KIO Must Be a Role Model

By Saw Yan Naing 2 November 2012

The failure of peace talks with the ethnic rebel Kachin Independence Organization (KIO) in Ruili upset the Naypyidaw peace team despite an oral agreement for political discussions in the near future.

Sources at the meeting claim that the government delegation, including its head President’s Office Minister Aung Min, was upset as the KIO’s military chief Gen Gun Maw was not present.

Some high-ranking military officials also did not attend the peace talks after hearing of the KIO snub, sending low-ranked officials in their place.

Observers also worry that the government may run out of patience with the KIO and attempt to wipe out the group’s military wing, the Kachin Independence Army, through a full offensive. Instead of focusing on a ceasefire, the KIO delegates kept asking for political dialogue. Aung Min finally agreed.

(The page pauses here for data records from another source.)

PR #998, opened 2026-07-08
Nrtsearch configurable s3 upload with refresh

taoyyu:
Created a new boolean config s3RefreshUpload with default false
when s3RefreshUpload is true, primary would upload to s3 in parallel with grpc data replication.
Replicas stay the same, only getting refresh updates from grpc for now.
Isolated replicas may get refresh updates during commits.

### DIFF
--- a/src/main/java/com/yelp/nrtsearch/server/nrt/NrtDataManager.java
+++ b/src/main/java/com/yelp/nrtsearch/server/nrt/NrtDataManager.java
@@ -65,6 +65,7 @@ public class NrtDataManager implements Closeable {
   private final RemoteBackend remoteBackend;
   private final RestoreIndex restoreIndex;
   private final boolean remoteCommit;
+  private final boolean s3RefreshUpload;
 
   // Set during startUploadManager
   private NRTPrimaryNode primaryNode;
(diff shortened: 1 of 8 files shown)


src/main/java/com/yelp/nrtsearch/server/nrt/NrtDataManager.java
```diff
@@ -346,8 +359,9 @@ public InputStream downloadIndexFile(String fileName, NrtFileMetaData fileMetaDa
    * @param watchers List of RefreshUploadFuture objects to notify when the upload is complete
    */
   public synchronized void enqueueUpload(CopyState copyState, List<RefreshUploadFuture> watchers) {
-    if (!remoteCommit) {
-      throw new IllegalStateException("Remote commit is not available for this configuration");
+    if (!remoteCommit && !s3RefreshUpload) {
```
aprudhomme: In what situation would the refresh upload be enabled, but remote commit would not?

taoyyu: oops, I'll fix this and add validator to make sure remoteCommit is true when s3RefreshUpload is enabled.

aprudhomme (approved):

PR #1000, opened 2026-07-13
Fix L1 quality for multi-retriever

swethakann:
When a multi-retriever has an L1 rescorer with windowSize > topHits, expand collection to windowSize so the rescorer sees the full candidate pool, then truncate back to topHits after rescoring (keeping the best N by L1 score) before feeding to the blender.

  - RetrieverContext — added topHits field
  - SearchRequestProcessor — numHitsToCollect = max(topHits, rescorer.windowSize)
  - SearchHandler — truncate TopDocs to topHits after rescore

### DIFF
--- a/src/main/java/com/yelp/nrtsearch/server/handler/SearchHandler.java
+++ b/src/main/java/com/yelp/nrtsearch/server/handler/SearchHandler.java
@@ -562,6 +562,12 @@ public class SearchHandler extends Handler<SearchRequest, SearchResponse> {
                   long rescoreStart = System.nanoTime();
                   topDocs = retrieverContext.getRescoreTask().rescore(topDocs, searchContext);
                   rescoreTimeMs = (System.nanoTime() - rescoreStart) / 1_000_000.0;
+                  int topHits = retrieverContext.getTopHits();
+                  if (topDocs.scoreDocs.length > topHits) {
+                    ScoreDoc[] truncated = new ScoreDoc[topHits];
+                    System.arraycopy(topDocs.scoreDocs, 0, truncated, 0, topHits);
+                    topDocs = new TopDocs(topDocs.totalHits, truncated);
+                  }
                 }
                 return new RetrieverResult(
                     topDocs,
--- a/src/main/java/com/yelp/nrtsearch/server/handler/SearchHandler.java
+++ b/src/main/java/com/yelp/nrtsearch/server/handler/SearchHandler.java
@@ -562,12 +562,7 @@ public class SearchHandler extends Handler<SearchRequest, SearchResponse> {
                   long rescoreStart = System.nanoTime();
                   topDocs = retrieverContext.getRescoreTask().rescore(topDocs, searchContext);
                   rescoreTimeMs = (System.nanoTime() - rescoreStart) / 1_000_000.0;
-                  int topHits = retrieverContext.getTopHits();
-                  if (topDocs.scoreDocs.length > topHits) {
-                    ScoreDoc[] truncated = new ScoreDoc[topHits];
-                    System.arraycopy(topDocs.scoreDocs, 0, truncated, 0, topHits);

After the ethnic Wa, the KIO is the strongest ethnic group in military terms and rushed to sign a ceasefire agreement with ex-junta government in 1994, leaving fellow ethnic groups such as the Karen, Shan, Karenni, Mon and others behind.

Soon after the agreement, KIO leaders began focusing on business interests with the government—such as jade mining, timber and border trade with Chinese businessmen. Yet the underlying problem, a political resolution, was never properly addressed.

Some critics say that the ceasefire only benefited the government, Chinese businessmen and a small cabal of top KIO leaders while the livelihoods of ordinary Kachin civilians did not improve. The 1994 ceasefire eventually broke down in June last year.

Perhaps this explains why the KIO is not interested in signing a ceasefire this time. Perhaps they now realize that there cannot be genuine peace without solving underlying political issues such as equal rights, greater freedom and self-determination.

Ethnic sources have also said that the KIO attempted to bring the Naypyidaw peace team to the table for political dialogue with other minority leaders such as Karen, Shan, Karenni, Mon, Chin and others. That discussion must be held under the leadership of the United Nationalities Federal Council (UNFC) ethnic alliance, which is chaired by the KIO.

Several ethnic armed groups have recently signed ceasefire deals with the government. However, they remain on shaky ground. The Karen is now facing divisive internal conflict while there are still on-and-off clashes in Shan State despite an official ceasefire agreement with the Shan State Army-South.

The breakdown of the KIO’s 17-year truce has now forced more than 90,000 civilians from their homes and to temporary displacement camps. As the KIO has great past experience dealing with central government, it should act as a pioneer for other ethnic groups in order to end civil wars and bring a permanent peace to Burma. The KIO and the Burmese military must think first about the tens of thousands of women and children suffering from their actions.

The Naypyidaw peace team should be honest with their peacemaking deals in order to earn trust from the KIO and other rebel groups. In addition, all ethnic armies must realize that they are much stronger politically when they speak with one voice. Otherwise, the on-and-off round of ceasefires will be repeated and those who continue to suffer will be society’s weakest.